These and other objectives will become apparent from reading the following detailed description of the invention.

SUMMARY OF THE INVENTION

In one aspect, the present invention relates to a multi-phase solid electrolyte ion transport membrane comprising two interpenetrating continuous phases or to a porous layer that contains substantially less of the second phase than the prior art requires to achieve a continuous second phase and attains both electronic and ionic conductivities greater than 0.01 S/cm 1000° C. Two methods are presented for achieving this objective.

According to the first method, the membrane material comprises a first phase, in granulated or matrix form, comprising an ionic conductor or mixed ionic/electronic conductor, and a second phase comprising particles of a metal or metal oxide coating the surface of the granules of the first phase. The method comprises several steps. First, the metal ions are chelated into an aqueous or organic mixture comprising a polymerizable organic monomer or prepolymer plus a chelating agent. Second, this mixture is heated to a temperature sufficient to polymerize the polymerizable organic monomer or prepolymer in order to provide a liquid polymeric composition containing chelated metal or metal oxide particles. Third, the liquid polymeric composition containing the chelated metal or metal oxide is contacted with the granulated first phase, and mixed to provide a homogeneous admixture comprising the granulated first phase coated with the polymeric composition. Fourth, the homogeneous admixture is heated to a temperature sufficient to combust the polymeric composition and uniformly deposit the particles of metal or metal oxide onto the surfaces of the first phase granules. Lastly, the resulting multi-phase metal-coated solid electrolyte powder is optionally calcined in order to form a polycrystalline metal oxide coating on the surfaces of the first phase, and then further processed (e.g., by sintering or cold pressing) to form the desired multi-phase solid electrolyte ionic transport membrane.

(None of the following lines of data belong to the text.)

PR #342, opened 2023-11-20
Operator AVS Mapping Support

ypatil12:
This WIP PR adds support in the DM to register an operator under a specific AVS. The expectation is that an AVS's registry coordinator will call the `registerOperatorWithAVS` and `deregisterOperatorFromAVS` functions to register and deregister an operator. AVSs can also use the `updateAVSMetadataURI` function to update a URI link. Full design doc is linked [here](https://docs.google.com/document/d/18iGFx7srXSlEt89E4nYLhWxm80R15kpG27cedAgxkTo/edit).

### DIFF
--- a/src/contracts/core/DelegationManager.sol
+++ b/src/contracts/core/DelegationManager.sol
@@ -443,7 +443,7 @@ contract DelegationManager is Initializable, OwnableUpgradeable, Pausable, Deleg
     }
 
     /**
-     * @notice External function called by AVSs to register an operator with the AVS.
+     * @notice Called by AVSs to register an operator with the AVS.
      * @param operator The address of the operator to register.
      * @param signatureWithSaltAndExpiry The signature, salt, and expiry of the operator's signature.
      */
@@ -476,7 +476,7 @@ contract DelegationManager is Initializable, OwnableUpgradeable, Pausable, Deleg
     }
 
     /**
-     * @notice External function called by AVSs to deregister an operator with the AVS.
+     * @notice Called by AVSs to deregister an operator with the AVS.
      * @param operator The address of the operator to deregister.
      */
     function deregisterOperatorFromAVS(address operator) external {
@@ -486,6 +486,14 @@ contract DelegationManager is Initializable, OwnableUpgradeable, Pausable, Deleg
         registeredWithAVS[msg.sender][operator] = false;
 
         emit OperatorRegistrationStatusUpdated(operator, msg.sender, OperatorRegistrationStatus.DEREGISTERED);
+    }
+
+    /**
+     * @notice Called by an AVS to emit an `OperatorMetadataURIUpdated` event indicating the information has updated.
+     * @param metadataURI The URI for metadata associated with an AVS
+     */
+    function updateAVSMetadataURI(string calldata metadataURI) external {
+        emit AVSMetadataURIUpdated(msg.sender, metadataURI);
     }
 
     /*******************************************************************************
--- a/src/contracts/core/DelegationManager.sol
+++ b/src/contracts/core/DelegationManager.sol
@@ -475,6 +475,19 @@ contract DelegationManager is Initializable, OwnableUpgradeable, Pausable, Deleg
         emit OperatorRegistrationStatusUpdated(operator, msg.sender, OperatorRegistrationStatus.REGISTERED);
     }
 
+    /**
+     * @notice External function called by AVSs to deregister an operator with the AVS.
+     * @param operator The address of the operator to deregister.
+     */
+    function deregisterOperatorFromAVS(address operator) external {
+        require(registeredWithAVS[msg.sender][operator], "DelegationManager.deregisterOperatorFromAVS: operator not registered");
+
+        // deregister operator
+        registeredWithAVS[msg.sender][operator] = false;
+
+        emit OperatorRegistrationStatusUpdated(operator, msg.sender, OperatorRegistrationStatus.DEREGISTERED);
+    }
+
     /*******************************************************************************
                             INTERNAL FUNCTIONS
     *******************************************************************************/
--- a/src/contracts/core/DelegationManager.sol
+++ b/src/contracts/core/DelegationManager.sol
@@ -472,7 +472,7 @@ contract DelegationManager is Initializable, OwnableUpgradeable, Pausable, Deleg
         // register operator
         registeredWithAVS[msg.sender][operator] = true;
 
-        emit OperatorRegistrationStatusUpdated(operator, msg.sender, OperatorRegistrationStatus.REGISTERED);
+        emit OperatorRegistrationStatusUpdatedForAVS(operator, msg.sender, OperatorRegistrationStatus.REGISTERED);
     }
 
     /**
@@ -485,7 +485,7 @@ contract DelegationManager is Initializable, OwnableUpgradeable, Pausable, Deleg
         // deregister operator
         registeredWithAVS[msg.sender][operator] = false;
 
-        emit OperatorRegistrationStatusUpdated(operator, msg.sender, OperatorRegistrationStatus.DEREGISTERED);
+        emit OperatorRegistrationStatusUpdatedForAVS(operator, msg.sender, OperatorRegistrationStatus.DEREGISTERED);
     }
 
     /**
--- a/src/contracts/core/DelegationManager.sol
+++ b/src/contracts/core/DelegationManager.sol
@@ -442,6 +442,39 @@ contract DelegationManager is Initializable, OwnableUpgradeable, Pausable, Deleg
         }
     }
 
+    /**
+     * @notice External function called by AVSs to register an operator with the AVS.
+     * @param operator The address of the operator to register.
+     * @param signatureWithSaltAndExpiry The signature, salt, and expiry of the operator's signature.
+     */
+    function registerOperatorWithAVS(address operator, ISignatureUtils.SignatureWithSaltAndExpiry memory signatureWithSaltAndExpiry) external {
+        require(signatureWithSaltAndExpiry.expiry > block.timestamp, "DelegationManager.registerOperatorWithAVS: signature expired");
+        require(operatorSaltIsSpent[operator][signatureWithSaltAndExpiry.salt] == false, "DelegationManager.registerOperatorWithAVS: salt already used");
+        require(!registeredWithAVS[msg.sender][operator], "DelegationManager.registerOperatorWithAVS: operator already registered");
+
+        // Calculate the digest hash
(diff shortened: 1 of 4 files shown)


src/contracts/core/DelegationManager.sol
```diff
@@ -442,6 +442,60 @@ contract DelegationManager is Initializable, OwnableUpgradeable, Pausable, Deleg
         }
     }
 
+    /**
+     * @notice Called by AVSs to register an operator with the AVS.
+     * @param operator The address of the operator to register.
+     * @param signatureWithSaltAndExpiry The signature, salt, and expiry of the operator's signature.
+     */
+    function registerOperatorWithAVS(address operator, ISignatureUtils.SignatureWithSaltAndExpiry memory signatureWithSaltAndExpiry) external {
```
wadealexc, line 450: Would prefer this is a multi-line declaration, since it's quite long.

Additionally, I'm a big fan of just calling these signature parameters `signature` rather than the super long rewording of the struct name.

wadealexc: Or even better, `operatorSignature` because that communicates important info.

src/contracts/core/DelegationManager.sol
```diff
@@ -939,6 +993,28 @@ contract DelegationManager is Initializable, OwnableUpgradeable, Pausable, Deleg
...
+     * @param avs The AVS the operator is registering with
+     * @param salt A unique and single use value associated with the approver signature.
+     * @param expiry Time after which the approver's signature becomes invalid
+     */
+    function calculateOperatorRegistrationDigestHash(
+        address operator,
+        address avs,
+        bytes32 salt,
+        uint256 expiry
+    ) public view returns (bytes32) {
```
wadealexc, line 1008: Request to shorten this function name. I see it's similar to other methods in this contract... not sure whether we need a second pass to just shorten all the names (similar to the middleware renaming PRs), or what.

src/contracts/core/DelegationManager.sol
```diff
@@ -442,6 +442,60 @@ contract DelegationManager is Initializable, OwnableUpgradeable, Pausable, Deleg
...
+        registeredWithAVS[msg.sender][operator] = true;
+
+        emit OperatorRegistrationStatusUpdatedForAVS(operator, msg.sender, OperatorRegistrationStatus.REGISTERED);
+    }
+
+    /**
+     * @notice Called by AVSs to deregister an operator with the AVS.
+     * @param operator The address of the operator to deregister.
+     */
+    function deregisterOperatorFromAVS(address operator) external {
```
wadealexc, line 482: Questions:
1. Are we ok with this being unsigned?
2. Do we want the operator to be able to deregister themselves, or should this only be something the AVS does?

src/contracts/core/DelegationManager.sol
```diff
@@ -442,6 +442,60 @@ contract DelegationManager is Initializable, OwnableUpgradeable, Pausable, Deleg
...
+        // deregister operator
+        registeredWithAVS[msg.sender][operator] = false;
+
+        emit OperatorRegistrationStatusUpdatedForAVS(operator, msg.sender, OperatorRegistrationStatus.DEREGISTERED);
+    }
+
+    /**
+     * @notice Called by an AVS to emit an `OperatorMetadataURIUpdated` event indicating the information has updated.
+     * @param metadataURI The URI for metadata associated with an AVS
+     */
```
wadealexc, line 494: Comments are incorrect; references an OperatorMetadataURI

src/contracts/core/DelegationManager.sol
```diff
@@ -442,6 +442,60 @@ contract DelegationManager is Initializable, OwnableUpgradeable, Pausable, Deleg
...
     }
 
+    /**
+     * @notice Called by AVSs to register an operator with the AVS.
+     * @param operator The address of the operator to register.
+     * @param signatureWithSaltAndExpiry The signature, salt, and expiry of the operator's signature.
+     */
+    function registerOperatorWithAVS(address operator, ISignatureUtils.SignatureWithSaltAndExpiry memory signatureWithSaltAndExpiry) external {
+        require(signatureWithSaltAndExpiry.expiry > block.timestamp, "DelegationManager.registerOperatorWithAVS: signature expired");
+        require(operatorSaltIsSpent[operator][signatureWithSaltAndExpiry.salt] == false, "DelegationManager.registerOperatorWithAVS: salt already used");
```
ChaoticWalrus, line 452: very tiny nit, but you can just use the boolean here instead of checking equivalence, like:
` require(!operatorSaltIsSpent[operator][signatureWithSaltAndExpiry.salt], ...)`

src/contracts/core/DelegationManager.sol
ChaoticWalrus: I _personally think_:

- for (1) yes, the AVS should be able to unilaterally do this
- we should aspire to also accomplish (2), but I'm unclear on if this is required (as part of the upcoming release, at least). will flag this to people for input

src/contracts/core/DelegationManagerStorage.sol
```diff
@@ -92,6 +96,14 @@ abstract contract DelegationManagerStorage is IDelegationManager {
     /// @notice the address of the StakeRegistry contract to call for stake updates when operator shares are changed
     IStakeRegistryStub public stakeRegistry;
 
+    /// @notice Mapping: AVS => operator => whether or not the operator is currently registered with the AVS
+    mapping(address => mapping(address => bool)) public registeredWithAVS;
```
ChaoticWalrus, line 100: feels maybe a bit odd to define the `OperatorRegistrationStatus` enum but not use it in this mapping / instead use a boolean here.
I think it would be more "harmonious" to use the enum here as well -- clarity seems similar but I think it'd be nice if we end up adding more status in the future?
not feeling strongly / definitely open to other ideas here though

src/contracts/interfaces/IDelegationManager.sol
```diff
@@ -147,6 +153,15 @@ interface IDelegationManager is ISignatureUtils {
     /// @notice Emitted when the `withdrawalDelayBlocks` variable is modified from `previousValue` to `newValue`.
     event WithdrawalDelayBlocksSet(uint256 previousValue, uint256 newValue);
 
+    /// @notice Emitted when an operator's registration status for an AVS is updated
+    event OperatorRegistrationStatusUpdatedForAVS(address indexed operator, address indexed avs, OperatorRegistrationStatus status);
+
+    /**
+     * @notice Emitted when @param operator indicates that they are updating their MetadataURI string
+     * @dev Note that these strings are *never stored in storage* and are instead purely emitted in events for off-chain indexing
```
ChaoticWalrus, line 161: typo from copy-pasting(?):
`operator` => `avs`

src/contracts/interfaces/IDelegationManager.sol
```diff
@@ -147,6 +153,15 @@ interface IDelegationManager is ISignatureUtils {
     /// @notice Emitted when the `withdrawalDelayBlocks` variable is modified from `previousValue` to `newValue`.
     event WithdrawalDelayBlocksSet(uint256 previousValue, uint256 newValue);
 
+    /// @notice Emitted when an operator's registration status for an AVS is updated
+    event OperatorRegistrationStatusUpdatedForAVS(address indexed operator, address indexed avs, OperatorRegistrationStatus status);
```
ChaoticWalrus, line 157: maybe just name this something like `AVSRegistrationStatusUpdated`? idk if that's actually that much better tho

src/contracts/core/DelegationManager.sol
```diff
@@ -442,6 +442,60 @@ contract DelegationManager is Initializable, OwnableUpgradeable, Pausable, Deleg
...
+        registeredWithAVS[msg.sender][operator] = false;
+
+        emit OperatorRegistrationStatusUpdatedForAVS(operator, msg.sender, OperatorRegistrationStatus.DEREGISTERED);
+    }
+
+    /**
+     * @notice Called by an AVS to emit an `OperatorMetadataURIUpdated` event indicating the information has updated.
+     * @param metadataURI The URI for metadata associated with an AVS
+     */
+    function updateAVSMetadataURI(string calldata metadataURI) external {
```
shrimalmadhur, line 495: who calls it? as in how does AVS update their metadata, via a frontend or something else?

src/contracts/core/DelegationManager.sol
ChaoticWalrus: I suspect it's just fine to keep (2) as aspirational for the moment, since it's a significant expansion of scope with unclear need (we then have to figure out how to communicate this deregistration to AVSs, at least).

ChaoticWalrus (approved):
Seems quite good. I only have a few nits which I'd like to see addressed

src/contracts/core/DelegationManager.sol
ypatil12: 1. Agree with this. Also note that AVS' can eject operators, so it makes sense that an AVS can force deregister an operator
2. #2 doesn't seem necessary in the short term and adds complexity

src/contracts/core/DelegationManager.sol
ypatil12: This is called by an AVS' registry coordinator contract:

https://github.com/Layr-Labs/eigenlayer-middleware/blob/5e695c1d6c898c394d8810c111777881ee0fa61d/src/BLSRegistryCoordinatorWithIndices.sol#L376-L383

src/contracts/core/DelegationManager.sol
samlaf: Talked to yash about this yesterday. Unclear that we need the signature. Can't the contract just check that the tx originator is the operator address?

src/contracts/core/DelegationManager.sol
ChaoticWalrus: > What do you guys mean by "AVS can eject operators"? Is that based on the contracts in this repo? Or is this a general requirement that we have? Also what's the difference between ejecting and deregistering? Is "deregistering" just the name you use to refer to the registry in the DM?

I think we use the term "ejection" to more specifically mean an AVS deregistering an operator _without the operator initiating the action_. While not a strict requirement, I would say AVSs SHOULD have some kind of ejection mechanism like what's in this repo

> Is there a difference between deregistering and just updating my stake to be 0? Seems like if operators can't either deregister, or remove their stake from an AVS, then they are stuck there forever..?

ideally, EigenLayer would know + index when an AVS no longer considers an operator to be opted-into/serving the service.
I think aspirationally there would be a high level of agreement/continuous consent in this relationship, where either party can sever the relationship (subject to some rules).
I agree right now it feels like operators could kind of "get stuck" in AVSs, _but_ I'm not seeing specific downsides to that, so I feel OK deferring development of some kind of operator escape hatch mechanism until later.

The second method comprises preparing a dual phase membrane by mixing an ion conducting powder with a composite powder and then sintering the mixture to achieve an overall porous or nonporous structure as desired. The composite powder can be prepared by spray pyrolysis or other technique to generate a powder that comprises a mix of the electronic and oxide ion conducting phases at the level of the individual grains. The important point is that the second electronic conducting phase forms a continuous network upon sintering or further treatment. For oxygen transport membranes the minority conducting phase will typically be the electronic conducting phase and the majority phase will be the oxide ion conducting phase, but the opposite is also envisioned by this invention. The composite powder can comprise at least thirty percent and less than 70 percent by volume of said matrix.

A modification of this second method comprises a combination of the first and the second method. According to this method, a first powder is prepared from an ion conducting metal oxide using the methodology previously described, and then provided with a surface deposition of a second electronic conducting phase in the form of a metal or electronic conducting metal oxide using the techniques of the first method described above. The resulting second powder is then mixed with an ion conducting powder in volumetric proportions that assure continuity of both phases. A layer is then formed from the resulting powder mixture and sintered to obtain a dense membrane or porous layer as desired. This modified method can achieve a very low volume percentage of a second continuous phase.

The minority phase in the porous or dense layers prepared by the aforementioned method is present in proportions such it occupies from 0.1 to 25 percent of the layer volume and preferably from 1 to 20 percent of the layer volume.

In another aspect, the present invention relates to the multi-phase solid electrolyte ion transport membrane itself. The membrane, suitably fabricated by any of the methods described above, comprises a matrix material that conducts at least one type of ion, preferably oxygen. This membrane comprises at least one constituent that is physically distinct from the matrix material, namely the second phase of metal or metal oxide. The second phase enhances the mechanical and/or catalytic properties of the membrane and provides electron conductivity to the membrane when ion-only conducting oxides are used. The second phase is sutably incorporated into the membrane as by any of the methods described above. The second phase is present in the multi-phase membrane in a quantity that, by random mixing of like size particles, would normally preclude, continuous electronic conductivity through the constituent across the membrane, that is, it is below the generally accepted percolation limit. The second phase comprises at least one percent and less than thirty percent of the volume of said matrix. In a preferred aspect, the matrix material comprises a mixed conductor which exhibits both electronic and oxygen ion conductivity, and the second phase meal is silver, palladium, an oxide thereof, or a combination thereof.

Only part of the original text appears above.